Performance Analysis of Support Vector Machine (SVM) for Optimization of Fuzzy Based Epilepsy Risk Level Classifications Using Different Types of Kernel Functions from EEG Signal Parameters.

2009 
In this paper, we investigate the optimization of fuzzy outputs in the classification of epilepsy risk levels from EEG (Electroencephalogram) signals. The fuzzy techniques are applied as a first level classifier to classify the risk levels of epilepsy based on extracted parameters which include parameters like energy, variance, peaks, sharp spike waves, duration, events and covariance from the EEG signals of the patient. Support Vector Machine (SVM) may be identified as a post classifier on the classified data to obtain the optimized risk level that characterizes the patient's epilepsy risk level. Epileptic seizures result from a sudden electrical disturbance to the brain. Approximately one in every 100 persons will experience a seizure at some time in their life.
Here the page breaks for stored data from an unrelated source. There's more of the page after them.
Issue #1508, opened 2015-06-23
DC models importer/exporter


mkurek:
working exporter & importer for DC models:
- [x] Environment
- [x] Service
- [x] Category
- [x] DataCenter
- [x] ServerRoom
- [x] Rack
- [x] AssetModel
- [x] Asset (only DC, without parts)
- [x] IPAddress
- [x] Network
- [x] Accessory
- [x] Manufacturer
- [x] RackAccessory
  ...

In addition:
DataCenterAssetResource spits service_env as names, like "google.com|prod". It should be replaced by id. This involves updating DataCenterAsset (in NG) resource.

PR #1535, opened 2015-06-29
Added new resources NetworkResource, IPAddressResource.

ghost:
Two new resources for exporter.

Connected to #1508.

### DIFF
--- a/src/ralph/export_to_ng/resources.py
+++ b/src/ralph/export_to_ng/resources.py
@@ -7,8 +7,9 @@ from __future__ import unicode_literals
 from import_export import fields
 from import_export import resources
 from ralph.cmdb import models_ci
-from ralph.discovery import models_device
 from ralph.discovery import models_component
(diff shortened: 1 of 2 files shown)


src/ralph/export_to_ng/resources.py
```diff
@@ -216,6 +217,74 @@ def get_queryset(self):
...
+            'kind',
+            # 'network_environment',
+        )
+        model = models_network.Network
+
+
+class IPAddressResource(resources.ModelResource):
+    asset = fields.Field('asset', column_name='asset')
+    def dehydrate_asset(self, ip_address):
+        return ip_address.device_id or ''
```
mkurek: are you sure that by exporting device_id we'll be able to match it to asset in ng (which is mapped probably to asset_id in mapping table)?

mkurek:
:ok:

szok:
:ok:

PR #1543, opened 2015-07-01
Add import Licence and LicenceAsset models.

szok:


src/ralph/back_office/templates/backofficeasset/bo_asset_licence.html
```diff
@@ -0,0 +1,39 @@
+{% extends BASE_TEMPLATE %}
```
mkurek, line 1: Can't we use Django admin somehow? For example show list based on model and fields chosen in class definition instead of template ? Basically this list should (?) be similar to list od all licences (filtered by asset)

szok, line 1: Yes, we can and we will. But it is not yet ready (Arek working on it).
We wanted to add licenses for demo :)

mkurek, line 1: ok

src/ralph/data_importer/widgets.py
```diff
@@ -37,6 +66,32 @@ def clean(self, value):
...
 
+class AssetWidget(widgets.ForeignKeyWidget):
+
+    """Widget for BO/DC Asset."""
+
+    def clean(self, value):
+        if not value:
+            return None
+        result = None
+        value = value.split("|")  # dc/bo, pk
```
ghost: `asset_type, asset_id = value.split("|")`?

ghost:
:ok:

src/ralph/data_importer/widgets.py
szok: Ok :)

ar4s:
:ok:

PR #1545, opened 2015-07-01
Added parent exporting to DataCenterAssetResource.

ghost:
DataCenterAssetResource now exports parent as well + added a few minor
updates (return empty string, instead of None)


mkurek:
:ok:

ar4s:
:ok:

PR #1548, opened 2015-07-02
iDRAC autoscan fix

jjagodzinski:
iDRAC 1.57.57 returns header server as Embedthis-http. Added this
to discovery.http.guess_family(). Fixed bug with decoding response
from server (UnicodeDecodeError). discovery.http.get_http_info() is
able to discover http family for iDRAC.

### DIFF
--- a/src/ralph/discovery/http.py
+++ b/src/ralph/discovery/http.py
@@ -59,11 +59,18 @@ def get_http_info(ip):
                 headers, content = response.headers, response.content
             except requests.exceptions.RequestException as e:
                 logger.error("Exception: {} for url: {}".format(e, url))
+                url = "https://{}/login.html".format(ip)
+                try:
+                    response = http_get_method(session, url)
+                    response.raise_for_status()
+                    headers, content = response.headers, response.content
+                except requests.exceptions.RequestException as e:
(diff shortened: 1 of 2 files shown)


vi4m:
LGTM but other person required

vi4m:
@jjagodzinski you can check your source pep8 compat  with `make flake`

src/ralph/discovery/http.py
```diff
@@ -105,15 +112,15 @@ def guess_family(headers, document):
...
             family = 'VTL'
-    elif family in ('Mbedthis-Appweb', 'Embedthis-Appweb'):
-        if '/sclogin.html?console' in document:
+    elif family in ('Mbedthis-Appweb', 'Embedthis-Appweb', 'Embedthis-http'):
+        document = document.decode("utf8")
+        if 'sclogin.html' in document:
             family = 'Dell'
         elif 'Juniper' in document:
             family = 'Juniper'
+        family = 'Dell'
```
ghost: It won't get value `juniper`, becuase it will be always `dell`.

jjagodzinski: OK, changed.

ghost:
:ok:

PR #1550, opened 2015-07-02
Add Support models to import resource

szok:
Added Support and SupportType model resources.


vi4m:
Where is the description?

ar4s:
:ok:

mkurek:
:ok:

PR #1559, opened 2015-07-06
Fixed export order for service-env model.

ghost:
ServiceEnvironment model should be imported before Assets so it must also be
exported before Assets.


szok:
:ok:

mkurek:
:ok:

PR #1561, opened 2015-07-06
Beautiful validation styling

vi4m:
# After:
## Option 3

zrzut ekranu 2015-07-06 o 11 30 20
# Before

zrzut ekranu 2015-07-06 o 10 53 58


quamilek:
:two:

szok:
:ok: :three:

mkurek:
:ok: :three:

PR #1564, opened 2015-07-06
Fixed ldap sync + minor MySQL tweaks

mkurek:
- fixed conversion from bytes to str in python 3 (see https://docs.python.org/3/library/stdtypes.html#str)
- set at least STRICT_TRANS_TABLES MySQL mode (common for Vagrant (custom mysql config) and docker (by default in mysql-5.6 image))
- fixed creating superuser (move get_user_model import after django setup)
- fixed saving user with None gender or country - default value is set now
- moved LDAP_SERVER_OBJECT_USER_CLASS to base settings
- set DJANGO_SETTINGS_MODULE to ralph.settings.local in Vagrant by default
- mysql version in vagrant bumped to 5.6 (the same minor version)

See http://blog.ionelmc.ro/2014/12/28/terrible-choices-mysql/ for details about mysql config

### DIFF
--- a/src/ralph/accounts/models.py
+++ b/src/ralph/accounts/models.py
@@ -69,3 +69,12 @@ class RalphUser(AbstractUser):
 
     class Meta(AbstractUser.Meta):
         swappable = 'AUTH_USER_MODEL'
+
+    def save(self, *args, **kwargs):
+        # set default values if None provided
+        for field in ('gender', 'country'):
+            val = getattr(self, field)
+            if val is None:
+                val = self._meta.get_field_by_name(field)[0].default
+                setattr(self, field, val)
+        return super().save(*args, **kwargs)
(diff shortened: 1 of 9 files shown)


src/ralph/accounts/models.py
```diff
@@ -69,3 +69,12 @@ class RalphUser(AbstractUser):
 
     class Meta(AbstractUser.Meta):
         swappable = 'AUTH_USER_MODEL'
+
+    def save(self, *a, **kw):
```
ar4s: `*args, **kwargs`

src/ralph/settings/base.py
```diff
@@ -115,6 +114,8 @@
 CHECK_IP_HOSTNAME_ON_SAVE = True
 ASSET_HOSTNAME_TEMPLATE = 'test'
 
+LDAP_SERVER_OBJECT_USER_CLASS = 'user'  # possible values: "user, person
```
ar4s: `# possible values: user, person`

ar4s:
:ok:

szok:
:ok:

PR #1569, opened 2015-07-07
Add another "model name" for Dells R630 with 10 disks

jjagodzinski:
We need to know which servers have 10 or 8 disks. This fix will change
model_name to "Dell r630 - 10 disks slot" if there is 10 disk in chassis.
Added also some fixes for discovery/http.py which repair some problems
with discovery

### DIFF
--- a/src/ralph/scan/plugins/idrac.py
+++ b/src/ralph/scan/plugins/idrac.py
@@ -243,6 +243,24 @@ def _get_memory(idrac_manager):
     ]
 
 
+def _get_enclosures(idrac_manager):
+    tree = idrac_manager.run_command('DCIM_EnclosureView')
+    xmlns_n1 = XMLNS_N1_BASE % "DCIM_EnclosureView"
+    q = "{}Body/{}EnumerateResponse/{}Items/{}DCIM_EnclosureView".format(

Some times seizures may go unnoticed, depending on their presentation which may be confused with other events, such as a stroke, which can also cause falls or migraines. Unfortunately, the occurrence of an epileptic seizure seems unpredictable and its process is very little understood The Performance Index (PI) and Quality Value (QV) are calculated for the above methods. A group of twenty patients with known epilepsy findings are used in this study. High PI such as 98.5% was obtained at QV's of 22.94, for SVM optimization when compared to the value of 40% and 6.25 through fuzzy techniques respectively. We find that the SVM Method out performs Fuzzy Techniques in optimizing the epilepsy risk levels. In India number of persons are suffering from Epilepsy are increasing every year. The complexity involved in the diagnosis and therapy is to be cost effective in nature. This paper is intended to synthesis a cost effective SVM mechanism to classify the epilepsy risk level of patients.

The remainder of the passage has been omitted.